* **What needs to be done**: Determine how many lines of the data include the word "update", and write only that number.

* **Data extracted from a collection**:
PR #206, opened 2023-11-15
Statd python backend

rical:
# Testing

- [ ] dsa interface in cli
- [ ] eth interface in cli
- [ ] veth pair in cli
- [ ] vlan in cli
- [ ] bridge in cli
- [ ] counters on hardware

# Main commit msg
```
There should be no functional change in this patch.

In this patch we rewrite the data collection in python3. This is the
new script called "yanger". It runs various commands on the system,
such as "ip" and "ethtool". It then mangles the output data from these
commands into valid YANG data.

The yanger script is started from the sysrepo callback in the statd c
code. Its output is parsed using lyd_parse_data_fd().

This means that the daemon part of statd is still written in c and the
new python code is only used when getting a query callback from
sysrepo. The c code still handles the interface netlink messages from
the kernel which controls what interfaces statd should do sysrepo
subscribe/unsubscribe to.
```


troglobit (approved):
:astonished::fire::ship:

PR #209, opened 2023-11-15
Proposed coding style for C, Linux++

troglobit:
The intention of this is to serve as a help/guidance for both devs and reviewers of pull requests.

Baseline is taken from Linux v6.5.6, with some (possibly) controversial additions (at the end of the file):

 - Do not enforce max line length
 - Alignment of variables, both when assigning and declaring
 - Use spaces to adjust when leading tabs are not enough (as Emacs)

I've also added a couple of exceptions for macros like `TAILQ_FOREACH()` which are used as control statements (if, while, for), so the opening brace should be on the same line -- otherwise clang-format thinks we are creating a recursive function ... :roll_eyes: 

This PR also contains a set of small fixes/cleanup to confd and statd.

### Emacs Users <3

Emacs users may want to set up [`format-all`](https://github.com/lassik/emacs-format-all-the-code) with `use-package`, it supports all common formatters.  For some guidance, see <https://ianyepan.github.io/posts/format-all/>.  Here's what I use myself:

```elisp
(use-package format-all
  :preface
  (defun ian/format-code ()
    "Auto-format whole buffer."
    (interactive)
    (if (derived-mode-p 'prolog-mode)
        (prolog-indent-buffer)
      (format-all-buffer)))
  :config
  ;; (global-set-key (kbd "M-F") #'ian/format-code)
  (global-set-key (kbd "M-F") #'format-all-buffer)
  (add-hook 'prog-mode-hook #'format-all-ensure-formatter))
```

Wnich can be simplified to:

```elisp
(use-package format-all
  :config
  (global-set-key (kbd "M-F") #'format-all-buffer)
  (add-hook 'prog-mode-hook #'format-all-ensure-formatter))
```

----
If you for some reason do not have `use-package` set up already, here's a quickie:

```elisp
;; Bootstrap use-package if not installed, refresh remotes, install it.
;; https://github.com/jwiegley/use-package

(require 'package)
(add-to-list 'package-archives '("gnu"   . "https://elpa.gnu.org/packages/"))
(add-to-list 'package-archives '("org"   . "http://orgmode.org/elpa/"))
(add-to-list 'package-archives '("melpa" . "https://melpa.org/packages/"))
(package-initialize)

(unless (package-installed-p 'use-package)
  (package-refresh-contents)
  (package-install 'use-package))
(eval-and-compile
  (setq use-package-always-ensure t
	package-enable-at-startup nil
	use-package-expand-minimally t))
```


troglobit:
AFK review OK by @wkz and @mattiaswal, after removal of green goblins.

PR #210, opened 2023-11-16
board/aarch64: alder: Watchdog support

hno-addiva:


troglobit (approved):
Looks good, very clean and straight forward patch 👍

PR #213, opened 2023-11-20
CLI fixes

troglobit:
Got fed up with a few annoying things in the CLI:

 1. After latest klish upgrade, Ctrl-C to abort edit of current line stopped working
 2. `show running-config` outputs weird format compared to startup and factory
 3. Console size probing (and less prompt) does not work when klish is login shell

This PR should take care of all that.  Hopefully without causing any regressions elsewhere (I've tested manually the usual suspects and seen no issues).


package/klish/klish.conf
```diff
@@ -0,0 +1,21 @@
+# Template for config file /etc/klish/klish.conf. It's used by klish utility.
+
+# The klishd uses UNIX domain socket to receive connections. It will create an
+# filesystem entry to allow clients to find connection point. By default klish
+# client utility will connect to /tmp/klish-unix-socket.
+#UnixSocketPath=/tmp/klish-unix-socket
+
+# The klish can use external pager for non-interactive commands. By default it
+# will execute "/usr/bin/less -I -F -e -X -K -d -r -S" process as a pager.
+Pager="/usr/bin/less -I -F -e -X -K -d -r -S"
```
wkz, line 10: Should we leave it commented out, since it is the default?

wkz (approved):
nICE! :clap:

package/klish/klish.conf
troglobit: Ah, misleading comment. I've changed to -r and added -S. I'll update the comment.

troglobit: Added another commit to clean up/out the misleading comments (and move the klishd socket file to /run).

PR #214, opened 2023-11-20
`mnt` fixes

wkz:


troglobit (approved):
Nice work, this change also makes it more readable! :+1:

(Had to go to the office, have some coffee, then it was much easier to understand this :-)

PR #219, opened 2023-11-22
Bootstrap default passwd from VPD (QEMU)

rical:
## About
Use default pwd hash from VPD in QEMU.

This PR does several things. Its end goal is to fetch the admin
password hash from VPD memory during factory bootstrap.

To accomplish this probe creates a new file /run/system.json with
information read from a fw_cfg QEMU partition. The data from
/run/system.json is then later used during config bootstrap to fill in
the factory administrator password.

The idea is to make QEMU behave the same way hardware does, i.e. a
default/factory password should be fetched and used from
"hardware memory". The hardware portion of this is yet to be done.

## Future work
There's still a lot to be done in this area. The vendor specific VPD format needs to be established and the fallback flow  during bootstrap needs to be improved. The temporary "hardware fallback hash" needs to be removed and hardware support added.


troglobit (approved):
Awesome work on this! :clap: 

Edit: the regression tests don't seem too happy though?

troglobit:
@wkz maybe you can have a quick look at my additions to Richard's VPD support when you get in the office? Really hope I got gist of what we talked about during yesterdays' review.

board/common/qemu/qemu.sh
```diff
@@ -192,6 +192,38 @@ net_args()
...
+    # This is you QEMU factory/default password:
+    pwhash=$(echo -n "admin" | mkpasswd -s -m sha256crypt)
+
+    # NOTE: This format will change!
+    json_data=$(cat <<EOF
+{
+  "manufacture-date": "$(date +"%d/%m/%Y %H:%M:%S")",
+  "vendor-extension": [
+    [
+      65536,
```
wkz, line 210:
```suggestion
      61046,
```

This should use Kernelkit's IANA Enterprise Number

board/common/rootfs/lib/infix/probe
```diff
@@ -1,6 +1,47 @@
...
+    if [ $? -ne 0 ]; then
+        logger -p user.crit -t "probe" "Error, running onieprom tool"
+	return 1
+    fi
+
+    pwhash="$(echo "$vbd_json" | jq -r '.["vendor-extension"][0][1]' | jq -r '.pwhash')"
+    if [ -z "$pwhash" ] || [ "$pwhash" = "null" ]; then
+        logger -p user.crit -t "probe" "Error, didn't find password hash"
+        exit 1
+    fi
```
wkz, line 26: This is OK for now. But the real implementation needs to verify the IANA PEN

wkz (changes requested):

PR #223, opened 2023-11-23
CLI upgrade command

troglobit:
Add basic '`upgrade URI` and `show firmware` commands to CLI.


wkz (approved):
### Summary of AFK Discussion

The term "software" is a somewhat wider tent than "firmware", and should be used in cases where we must choose one term, e.g., `show software` will hopefully be able to encompass more types of blobs that the system needs than `firmware`.

troglobit:
Agreed, will update all occurrences of firmware -> software.

PR #163, opened 2024-10-14
Enlargable Config Packet

Apehaenger:
In relation to https://github.com/ClemensElflein/OpenMower/pull/110

Roadmap:

- [x] Decide for config protocol and struct
- [x] LowLevel (OpenMower Pico-FW) please see https://github.com/ClemensElflein/OpenMower/pull/110
- [x] HighLevel (open_mower_ros)
  - [x] Implement packet handling
  - [x] Implement config value handling
    - [x] Charge & Battery
    - [x] Hall sensor inputs
    - [x] Emergency
    - [x] Misc
- [x] Test with old LL-FW

<sub>:hammer: = Currently working on</sub>

### DIFF
--- a/config/mower_config.schema.json
+++ b/config/mower_config.schema.json
@@ -506,6 +506,24 @@
                 "type": "number",
                 "description": "Use perimeter sensor for docking. Set to 1 or 2 depending on the signal selected on the docking station. This is only supported by Mowgli builds for now.",
                 "x-environment-variable": "OM_PERIMETER_SIGNAL"
+              },
+              "OM_EMERGENCY_INPUT_CONFIG": {
+                "type": "string",
+                "default": "",
+                "description": "Comma separated list of emergency inputs (halls or stop), where each sensor can be configured in one of the following modes '[!]<I>gnore|<U>nused|<S>top|<L>Lift'",
+                "x-environment-variable": "OM_EMERGENCY_INPUT_CONFIG"
+              },
+              "OM_EMERGENCY_LIFT_PERIOD": {
+                "type": "number",
+                "default": -1,
+                "description": "Period (ms) for >=2 wheels to be lifted in order to count as emergency (0 = disable)",
+                "x-environment-variable": "OM_EMERGENCY_LIFT_PERIOD"
+              },
+              "OM_EMERGENCY_TILT_PERIOD": {
+                "type": "number",
+                "default": -1,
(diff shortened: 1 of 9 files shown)


Apehaenger:
Intermediate commit #2 is only for illustration purposes

## What's in

- Flexible length config packet is straight forward and works
- Config Packet handling HL/LL, LL/mower_logic is illustrated by two LL specific x_charge_* config values

## What has changed

In past the (old) config packet request/response phase got trigger by LL whenever ROS became live (detected via heartbeat packet).
This got reverted now because it would result in at least one waste packet.
Read on how it's now...

## General config packet handling

Whenever HL detects missing LL-**status** packets for > 1 sec. it assumes that the mower just booted or LL rebooted i.e. due to flashing a new FW, and send a config packet (and response request) with HL's configured LL values, which are normally not any!

Yes, (in my opinion) HL does not need to know any specific LL values in >90?%, because it is HL.
LL knows about it's default C500 configuration values.
Except in the rare cases where someone is using a custom mower, battery, hall-config or whatever.
In those case, the individual LL values got placed in mower_config (not yet implemented. Only dynamic reconfigure parameters got added for illustration and tests) and get send within the initial config request packet.

LL will receive this HL-config packet, do a sanity check where it has hardware limits like (charge cutoff voltage/current), and send the used/adjusted valued back to HL as "response".

When HL receives LL's response, dependent on what/if something changed in comparison to what requested before, or did not know before (because HL does not know much about LL), it will send a dynamic reconfigure and inform mower_logic about the relevant/changed values, which are used i.e. for battery-low calculations (go home), sensor view, ...

Similar will happen if one is changing values via dynamic reconfigure (mower_logic). Change get compared with what is in, if changed will inform LL with a new config (including the response request) and will align once response get received.

Did a couple of tests with the two implemented vales. Works pretty good. A full packet round, even if with a to large value, take < 1s.

## What's bad

I don't like the static member checks in `manageDynReconfConfigValues()` and `manageLowLevelConfigValues()`.
Would like to iterate over the config struct members, but for this it looks like boost is required. See `FIXME` comment within these function. Any tips how it could be made more dynamic are welcome! :innocent:

Apehaenger:
Same here. In my opinion, all is done.
Did a couple of tests with old-LL/new-HL, new-LL/old-HL, new-LL/new-HL on C500 as well as SA600? mower.
Haven't found any issue.

Would love to see a generic review before asking for tester @ discord.

ClemensElflein (approved):
LGTM

PR #152, opened 2024-09-14
Actions update and small fixes

docgalaxyblock:

PR #165, opened 2024-10-17
Chore/fix ci

ClemensElflein:


ClemensElflein:
Requesting review from @docgalaxyblock and @Apehaenger because you both worked on the CI issue. @docgalaxyblock says its a good idea to keep the builder on `-latest`, but the clang-format failed due to version mismatch, this seems to fix it.

Apehaenger (approved):
I would also prefer to go with -latest instead of getting antique by time.
In fact I also tried to examine how, but all I found, sound wired (like set to `python@3` instead of `python@3.x.x`), so I ugly switched to ubuntu-22.04 because it was obvious that the new -latest (24.x) was the reason for the failing CI.

Specifying the clang-format version is also preferable, even though I couldn't identify what really happen in the discussed issue at Discord. But similar already happen before https://github.com/ClemensElflein/open_mower_ros/pull/141#discussion_r1715891778

I'm unsure about if you didn't already tested switching the auth username to `github.actor` during last try, but I even don't know how to test without merging :innocent:

docgalaxyblock:
OK give it a short check and my commits are already included in #152 where the `github.actor` did not worked and I therefore [force-pushed the commit out again](https://github.com/ClemensElflein/open_mower_ros/compare/4ea5efffeed2e4cdc96019f03cf9eaf50ec72798..b0641138de043711b518537722c26a30e254c0d4).

I would remove all commits except 28e4b383b86d317898ff4f96d8938efc15c66072 and then add my discovered fixes for the 24.04/latest based runner.

ClemensElflein:
force pushed your linked commits to this pr

docgalaxyblock (approved):
Looks good, the Workflow also succeeded.

PR #175, opened 2025-03-28
Handle uart mapping changing on newer kernel

olliewalsh:
Since 6.1.28 the uart mappings have changed:
https://forums.raspberrypi.com/viewtopic.php?t=347868#p2106791

### DIFF
--- a/src/open_mower/launch/include/_comms.launch
+++ b/src/open_mower/launch/include/_comms.launch
@@ -9,6 +9,9 @@
         <rosparam unless="$(eval env('OM_MOWER')=='CUSTOM')" file="$(find open_mower)/params/hardware_specific/$(env OM_MOWER)/comms_general_params.yaml"/>
         <rosparam unless="$(eval env('OM_MOWER')=='CUSTOM')" file="$(find open_mower)/params/hardware_specific/$(env OM_MOWER)/comms_$(env OM_MOWER_ESC_TYPE)_params.yaml"/>
         <rosparam if="$(eval env('OM_MOWER')=='CUSTOM')" file="$(env HOME)/mower_params/comms_params.yaml"/>
+        <param if="$(eval optenv('OM_XESC_LEFT_PORT')!='')" name="left_xesc/serial_port" value="$(optenv OM_XESC_LEFT_PORT)"/>
+        <param if="$(eval optenv('OM_XESC_RIGHT_PORT')!='')" name="right_xesc/serial_port" value="$(optenv OM_XESC_RIGHT_PORT)"/>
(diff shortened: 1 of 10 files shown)


Apehaenger (commented):
Quite thanks for your trust that I could judge :innocent: 

I do like the dynamic approach in default_environment.sh but I'm unknown to the general workflow how those settings get merged together. So let me try to describe in words how I understand the code.

1. All related uarts in the hardware_specific yaml files get set to the >= 6.1.28 uarts
2. `default_environment.sh` will set `OM_XESC_X_PORT` to the older uart names if an older kernel get detected but only if `OM_XESC_X_PORT` isn't set (i.e. in mower_config)
3. Within the launch file, if the new `OM_XESC_X_PORT` is set, it will overwrite the serial port setting from the yaml file.

So, only those who manually adapted their serial port in their yaml definition, or those who have a separate yaml definition for their mower model, need to touch their configuration, preferable via an `OM_XESC_X_PORT` in their mower_config.

If I understood that right, than it looks clever to me :innocent: !

For sure this also happen to GPS but for ease of writing I mentioned only the ESC's.

BTW: Your PR also contains slightly increased x_motor_rpm values. I'm fine with them, but unsure of their reasoning.

olliewalsh:
> BTW: Your PR also contains slightly increased x_motor_rpm values. I'm fine with them, but unsure of their reasoning.

ah yea, meant to ask you about that. I changed it to the same as C500. Not sure why they were different for SA650 as it's the same motor.

Apehaenger:
Oh, not for my SA6x ... probably because it's a Rev4 SA. However, doesn't matter in real as those settings get only used for the gauge sensor display in GUI.

Apehaenger:
> Nope the core + chassis yfs have planetary gearbox motors and the c500 has a classic gearbox in the chassis

Hope you missed the middle part :laughing: ... because we're talking about the blade-motor :innocent: ... otherwise I've a big knowledge gap when there're blade-motors with a gearbox in the wild :innocent:

docgalaxyblock:
Wopsi 😇

ClemensElflein (approved):
Thank you for the PR! Looks good to me, any reason why this is still draft?

olliewalsh:
> Thank you for the PR! Looks good to me, any reason why this is still draft?

Just have not tested it on raspbian bullseye yet... Trying it quickly now...

olliewalsh:
> > Thank you for the PR! Looks good to me, any reason why this is still draft?
> 
> Just have not tested it on raspbian bullseye yet... Trying it quickly now...

Forgot to update - should be good to merge now

ClemensElflein:
nice! thank you!

PR #176, opened 2025-04-08
IMU axis mapping for V2

Apehaenger:
This is how I would implement a flexible configurable IMU axis mapping.
Not yet tested, also SABO axis sign might be wrong because untested.

How it's implemented:

yaml config file get a new entry:
```
mower_comms_v2:
    imu:
      axis_config: "+Z-X-Y"
```

Syntax of axis_config is <axis sign +|-><physical IMU axis which shall be used for ROS axis X. One of X|Y|Z>...(same for ROS axis Y and Z)

ImuServiceInterface::OnConfigurationRequested() will parse the string into two new ImuService Registers:
```
"registers": [
    {
      "id": 0,
      "name": "AxisRemap",
      "type": "uint8_t[3]"
    },
    {
      "id": 1,
      "name": "AxisSign",
      "type": "int8_t[3]"
    }
  ]
```  

which in turn get directly used in firmware during assignment of Axes[].

Also related:
[FW PR](https://github.com/xtech/fw-openmower-v2/pull/8)
[IMU service registers PR](https://github.com/xtech/definitions-open-mower/pull/1)

### DIFF
--- a/src/mower_comms_v2/src/ImuServiceInterface.cpp
+++ b/src/mower_comms_v2/src/ImuServiceInterface.cpp
@@ -19,3 +19,50 @@ void ImuServiceInterface::OnAxesChanged(const double* new_value, uint32_t length
   imu_msg.angular_velocity.z = new_value[5];
   imu_publisher_.publish(imu_msg);
 }
+
+bool ImuServiceInterface::validateAxisConfig() {
+  if (axis_config_.size() != 6) {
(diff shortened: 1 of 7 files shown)


Apehaenger:
Also added my Sabo params to this PR because it already had one integrated as IMU mapping example

ClemensElflein:
Looks good to me, thank you for the PR!

PR #179, opened 2025-04-16
Pause semi-auto mowing when rain detected and rain mode is DOCK

### LINKED ISSUE #178: rain detection - wrong/unexpected bahvior
Platform
-  Yardforce Classic 500
- OM_HARDWARE_VERSION="0_11_X_WT901" (Vermut's kit)
- recent lowlevel firmware (I hope)
- please note: openmower image recent _v2_ (2590be9) with _v1 configuration_ (don't know if relevant)

Relevant Configuration
```
  OM_AUTOMATIC_MODE=1 // SemiAuto
  OM_RAIN_MODE=1      // Dock
```

Observed Behavior
- mower is in state `mowing`
- I pour water over the rain sensor and trigger docking and mower docks => expected
- but undocks by itself when battery is full => not expected
- it goes to the undocking point and 
    - either immediately docks again probably because the sensor still yields `rain` it does it in a loop "dock -> battery full -> undock -> rain detected -> dock"
    - or it stays in `idle` mode at the undocking position (I don't know why)

Expected Behavior
With `OM_RAIN_MODE=1` I'd expect that the behavior is the same as if I had pressed the HOME-button, i.e. the mower should go to the dock and stay there even if battery is full and even the rain sensor yields `no_rain` later. The mower should only start mowing again on user action.

I did not understand the source code (or did not find the right position) but the behavior is as if the `OM_AUTOMATIC_MODE=1` overrides `OM_RAIN_MODE=1`

olliewalsh:
Fixes #178


Max07B2:
Sorry, here's probably the better place for comments on the solution (not the original issiue), see: https://github.com/ClemensElflein/open_mower_ros/issues/178#issuecomment-2811883089

PR #193, opened 2025-06-10
Switch license to GPLv3

jeremysalwen:
Switches the license to GPLv3

As discussed in #136 we have the permission of all nontrivial contributors to re-license as GPLv3.

A couple of notes:
- The license is GPLv3, not GPLv3-or-later, as contributors only approved GPLv3.
- I changed the copyright notice from "Clemens Elflein" to "Clemens Elflein and OpenMower contributors".
- I removed the section about not using the project to profit, and just put a bare-bones mention of the GPL license.  I wasn't sure if you wanted to put more text about how it's intended to be used, or just mentioning the GPL is clear enough.

### DIFF
--- a/LICENSE
+++ b/LICENSE
@@ -1,437 +1,674 @@
-Attribution-NonCommercial-ShareAlike 4.0 International
-
-=======================================================================
-
-Creative Commons Corporation ("Creative Commons") is not a law firm and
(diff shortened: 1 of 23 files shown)


ClemensElflein:
Thank you so much!

PR #205, opened 2025-06-19
Fix OM_NO_COMMS to only disable COMMS, not GPS

jeremysalwen:
For Mowgli, being able to disable comms separately from GPS is important. PR #174 changed this and replaced the separate OM_NO_COMMS and OM_NO_GPS with just OM_NO_COMMS that disabled *both*.  This broke mowgli.  This PR restores the original behavior of OM_NO_COMMS and OM_NO_GPS for v1.

I believe for V2 the comms and GPS are integrated so this will have no effect.


ClemensElflein:
LGTM, this is indeed a bug in the launch file, thank you for the PR

PR #211, opened 2025-06-24
Remove erroneous subst_value from _record.launch.

jeremysalwen:
This was causing a warning on startup.


rovo89:
Ah, was that from the other syntax you used first?

jeremysalwen:
Yes, exactly.  Not sure how it got in there.

PR #240, opened 2025-09-16
Rework Environment

ClemensElflein:
Using the V1 hardware on V2 OS wasn't working properly because in OSv2 the default parameters are loaded through yaml instead of the environment.

Changes here:
- Adapted the _params.launch file to set the parameters similar to the yaml structure (but read from the same environment variables, so nothing should break)
- Adapted mower_comms_v1 to read from the yaml strucutre (which should now work for OSv2)

## Summary by CodeRabbit

- Refactor
  - Renamed the v1 comms node to "ll" and reorganized parameters into ll/services/... namespaces (diff_drive, sound), preserving runtime behavior.

- Chores
  - OSv1 environment handling adjusted: PARAMS_PATH and RECORDINGS_PATH are now exported and used.
  - Rosbag recordings now write to RECORDINGS_PATH instead of HOME.
  - Hardware-specific in-script default fallbacks removed in favor of YAML-driven defaults; OM_V2 flag set for affected hardware.


ClemensElflein:
Someone please test this with OSv1 / Hardware V1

* **Output for this task**: 4